El presidente de Cuba, Miguel Díaz-Canel, atajó de forma contundente las especulaciones internacionales sobre el rumbo de las reformas en la isla. Al clausurar el XXII Congreso de la Central de Trabajadores de Cuba (CTC), el mandatario aseguró que en la nación caribeña “jamás” se restaurará el capitalismo y enfatizó que la apertura económica en marcha no alterará el régimen político vigente.

Durante su discurso de cierre ante el principal sindicato del país, Díaz-Canel sostuvo que el rumbo de su administración se mantiene firme bajo la premisa de “salvar la Revolución y sus innegables conquistas sociales”, en un esfuerzo por mantener la estabilidad interna en medio de una de las coyunturas económicas más agudas de las últimas décadas.

Crisis económica de “extrema complejidad”

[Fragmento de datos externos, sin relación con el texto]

PR #786, opened 2019-09-08
[MRG] Restore the hooks directory when building the docker image

betatim:
This is an attempt to fix [the fact that the repo is still marked as dirty](https://github.com/jupyterhub/mybinder.org-deploy/pull/1151#issuecomment-529171875) because now the files are missing.

* [ ] check the docker cloud logs https://cloud.docker.com/u/jupyter/repository/docker/jupyter/repo2docker/timeline


betatim:
I've cancelled most of the travis builds as this PR doesn't need them and this way we can save some resources.

PR #678, opened 2017-05-17
annotations: addressing comments

vbatts:
From: https://github.com/opencontainers/image-spec/issues/658#issuecomment-301494825

* Source is not just to binaries.
* the strings already say URL, so it's redundant
* git:// is a valid URL as well

Signed-off-by: Vincent Batts <vbatts@hashbangbash.com>

PR #680, opened 2017-05-18
annotations: Use SPDX License Expressions for licenses

wking:
Instead of comma-separated short identifiers, which have unclear semantics (are the delimiters `AND` or `OR`?).  I don't see any discussion of the syntax for this field in #636 (which landed it), but I'd floaded license expressions before in the sub-thread starting [here][2].  @gregkh had pushed back against my earlier proposal (licensing information on descriptors) [with][3]:

> No, that's not going to work at all, you can't properly describe the license for a whole layer in any form of a string that could be standardized or parsed. SPDX is great for describing the individual licenses of things, but not for a collection of things, which almost always has an arbitrary license (example, what's the license, in a simple string, for a Ubuntu base layer?)

But SPDX License Expressions are both more expressive and better defined than the current comma delimiters.  Everything you could have said with the comma-delimited string you can say more clearly with a SPDX License Expression.  And because the syntax is not OCI-specific, you're more likely to be able to find tooling that handles these values out of the box.

There are other annotation adjustments in flight with #678, but that's not currently touching the `licenses` entry.

[2]: https://github.com/opencontainers/image-spec/pull/501#discussion_r96761939
[3]: https://github.com/opencontainers/image-spec/pull/501#discussion_r97056075

### DIFF
--- a/annotations.md
+++ b/annotations.md
@@ -25,7 +25,7 @@ This specification defines the following annotation keys, intended for but not l
 * **org.opencontainers.image.version** [Semantic versioning-compatible](http://semver.org/) version of the packaged software. The version MAY match a label or tag in the source code repository.
 * **org.opencontainers.image.revision** Source control revision identifier for the packaged software.
 * **org.opencontainers.image.vendor** Name of the distributing entity, organization or individual.
-* **org.opencontainers.image.licenses** Comma-separated list of licenses under which contained software is distributed, in [SPDX Short identifier](https://spdx.org/licenses/) form.
+* **org.opencontainers.image.licenses** License(s) under which contained software is distributed as a [SPDX License Expression][spdx-license-expression].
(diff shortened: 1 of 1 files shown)


vbatts:
I remember greg saying that. I'm not familiar with spdx-expressions and would wager that many would have to get familiarized with it.
All in all it is clearer than just comma-delimited.
:+1:

wking:
> I'm not familiar with spdx-expressions and would wager that many would have to get familiarized with it.

That SPDX appendix isn't very long ;).  Reading through it a few times seems better than inventing an OCI-specific syntax that is more limited.  If maintainers *want* to limit what you can say (for some reason), then making `licenses` ` AND ` (or ` OR `) delimeted would preserve the current semantics as a subset of SPDX License Expressions.

> All in all it is clearer than just comma-delimited.

So "I'm leaning towards LGTM but want to think about it more and/or hear what others think"?  Or is there some way I can adjust the wording to make you happier now?

vbatts:
:+1: == LGTM

philips:
LGTM

PR #690, opened 2017-05-31
image-index: add armv5 to the accepted ARM variants

imrehg:
Go still supports armv5, and should include all the accepted
architectures in the variants.

### DIFF
--- a/image-index.md
+++ b/image-index.md
@@ -71,6 +71,7 @@ For the media type(s) that this document is compatible with, see the [matrix][ma
 
         | ISA/ABI         | `architecture` | `variant`   |
         |-----------------|----------------|-------------|
+        | ARM 32-bit, v5  | `arm`          | `v5`        |
         | ARM 32-bit, v6  | `arm`          | `v6`        |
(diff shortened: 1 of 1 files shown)


vbatts:
i'm mostly indifferent, because nothing it stopping from using these values in these fields without it being in the spec.

stevvooe:
ARMv5 was left out due to the variation in architectures. I am unclear on the exact details, but I think we can let @mattspencer-arm comment further.

vbatts:
ping @mattspencer-arm

mattspencer-arm:
@vbatts I was under the impression that this was not a 'what is acceptable' list as details or architecture are pulled in from golang.  This list is just to represent how the data should be formatted.  To this end, I don't think we need to have a v5 line in there as the progression should be obvious?

vbatts:
@mattspencer-arm That is my opinion too. 

@imrehg not having this in the spec does not block `v5` as a value, and should not block the work that resin.io does. By choosing to support the `v5` arch requires maintaining the support matrix of the cpu features/variants. That is the part we are not detailing in this spec.

I'm going to close this for now as it is not required and not blocking any features.

PR #696, opened 2017-06-09
schema/validator: Punt sha256/sha512 hex-validation to go-digest

wking:
It's covered this since opencontainers/go-digest#34, so we don't need to do it locally.  Also, use a more specific check for ignoring unrecognized algorithms, because we don't want to return nil when go-digest notices an invalid encoding, etc.

This fixes issues like [this][1]:

    -- FAIL: TestDescriptor (0.09s)
      descriptor_test.go:300: test 14: expected validation failure true but got false, err <nil>

which have been affecting recent unit tests on unrelated PRs.

[1]: https://travis-ci.org/opencontainers/image-spec/builds/241019584#L373

### DIFF
--- a/schema/validator.go
+++ b/schema/validator.go
@@ -20,7 +20,6 @@ import (
 	"fmt"
 	"io"
 	"io/ioutil"
-	"regexp"
 
 	digest "github.com/opencontainers/go-digest"
 	"github.com/opencontainers/image-spec/specs-go/v1"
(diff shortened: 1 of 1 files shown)


stevvooe:
LGTM

Wow, that code was wrong before.

vbatts:
since go-digest is under the oci org then it seems fine to delegate this check.
LGTM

El jefe de Estado cubano no esquivó la realidad material que enfrentan los habitantes de la isla. Reconoció que el país atraviesa un escenario adverso caracterizado de forma crítica por:
- Déficit energético: Apagones prolongados y dificultades estructurales en el suministro eléctrico.

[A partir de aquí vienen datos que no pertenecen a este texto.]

PR #700, opened 2017-06-22
Makefile: use make builtin rather than shell

vbatts:
Since READLINK(1) varies across platforms, namely darwin version does
not have the `-f` flag, then don't rely on the shell. Especially since
gnu make already has this as a builtin function.


philips:
LGTM

PR #702, opened 2017-06-30
layer: clarify that not all file types need be supported

jstarks:
As I mentioned in #415, some file types (sockets, block devices, character devices, FIFOs) are not currently supported on Windows. This change intends to clarify that not all file types are supported on all platforms without being too prescriptive.


vbatts:
LGTM

PR #703, opened 2017-06-30
layer: document Windows-specific file attributes

jstarks:
Windows relies on additional file attributes to produce a working image. This change documents the encoding of the necessary fields (which seems particularly important because these vendor-specific extensions are not currently documented anywhere else).


jstarks:
(As discussed briefly in #415)

vbatts:
SGTM
LGTM

PR #711, opened 2017-07-16
conversion: add platform conversions

cyphar:
In b6d5a8cc1562 ("Change platform ref from runtime-spec"), the
conversion to runtime-spec for the "os" and "architecture" fields was
removed (as the fields had also been removed in runtime-spec). Re-add
the conversion as an annotation field rather than a verbatim field.

[Obviously this can't go into `1.0.0` due to the time window, but we can put it in `1.0.1`].

### DIFF
--- a/conversion.md
+++ b/conversion.md
@@ -44,15 +44,19 @@ These fields all affect the `annotations` of the runtime configuration, and are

- Asfixia financiera: Limitaciones severas para el comercio internacional y la atracción de divisas.
Fiel a la línea discursiva de La Habana, el mandatario atribuyó esta parálisis al recrudecimiento del embargo económico (bloqueo) por parte de Estados Unidos y a la permanencia del país en la polémica lista estadounidense de Estados patrocinadores del terrorismo, una designación que restringe severamente las transacciones bancarias internacionales de la isla.

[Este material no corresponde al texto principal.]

PR #270, opened 2016-09-07
remove temporary directory for unit test with TestUnpackLayerDuplicateEntries

TrumanLing:
Signed-off-by: Ling FaKe <lingfake@huawei.com>

PR #716, opened 2017-07-28
clarification about nested index

AkihiroSuda:


jonjohnsonjr:
What is meant by required? For whom?

There is pretty specific language here:
https://github.com/opencontainers/image-spec/blob/master/image-index.md

I don't see any reason to forbid an image index referencing another image index, but I'm curious what the use case would be.

AkihiroSuda:
https://github.com/opencontainers/image-spec/blob/9e2ed30b411505b510b4ab080c4035d71bd56b44/image-layout.md says "This REQUIRED file"

jonjohnsonjr:
Ah, thanks! My apologies, please ignore me :)

I guess I don't quite understand what is meant by "image providers" here:
> While the use of an image index is OPTIONAL for image providers, image consumers SHOULD be prepared to process them.

Does that just refer to distribution in general? (I don't mean to hijack your PR but it seems like the `<<optional>>` bit traces back to this sentence, so it might be worth clarifying/removing as part of this PR?)

jonboulle:
I also don't understand the use case for an image index to reference another image index. Notably this is not called out here in the actual index specification: https://github.com/opencontainers/image-spec/blame/master/image-index.md#L35

> https://github.com/opencontainers/image-spec/blame/9e2ed30b411505b510b4ab080c4035d71bd56b44/image-layout.md#L148

I'm wondering if this line snuck in accidentally as the original context is very different:
https://github.com/opencontainers/image-spec/commit/9bb56d8ea0a0eff3e051ec9c737347f691208445#diff-99bfcb610f238b942638d49d1ff2eaf4R46

Here it refers to blobs in the ref directory, not the actual refs listed in the index file.

AkihiroSuda:
@jonboulle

El reto de financiar los programas sociales
Díaz-Canel argumentó ante la cúpula trabajadora que para preservar el modelo de gratuidad y cobertura en los sectores pilares del Estado —como la salud pública, la educación, el deporte, la ciencia y la cultura— es indispensable una reestructuración interna que genere mayores recursos materiales y financieros propios.
Sin embargo, reiteró que la velocidad de estas transformaciones se ve frenada de forma deliberada por las sanciones financieras impuestas desde Washington, las cuales cierran las vías ordinarias de financiamiento. Con este pronunciamiento, el Ejecutivo cubano deja claro a los mercados y a la geopolítica global que, aunque la isla busca dinamizar su economía de mercado interno, la ideología y el control del Partido Comunista de Cuba (PCC) permanecen inalterables.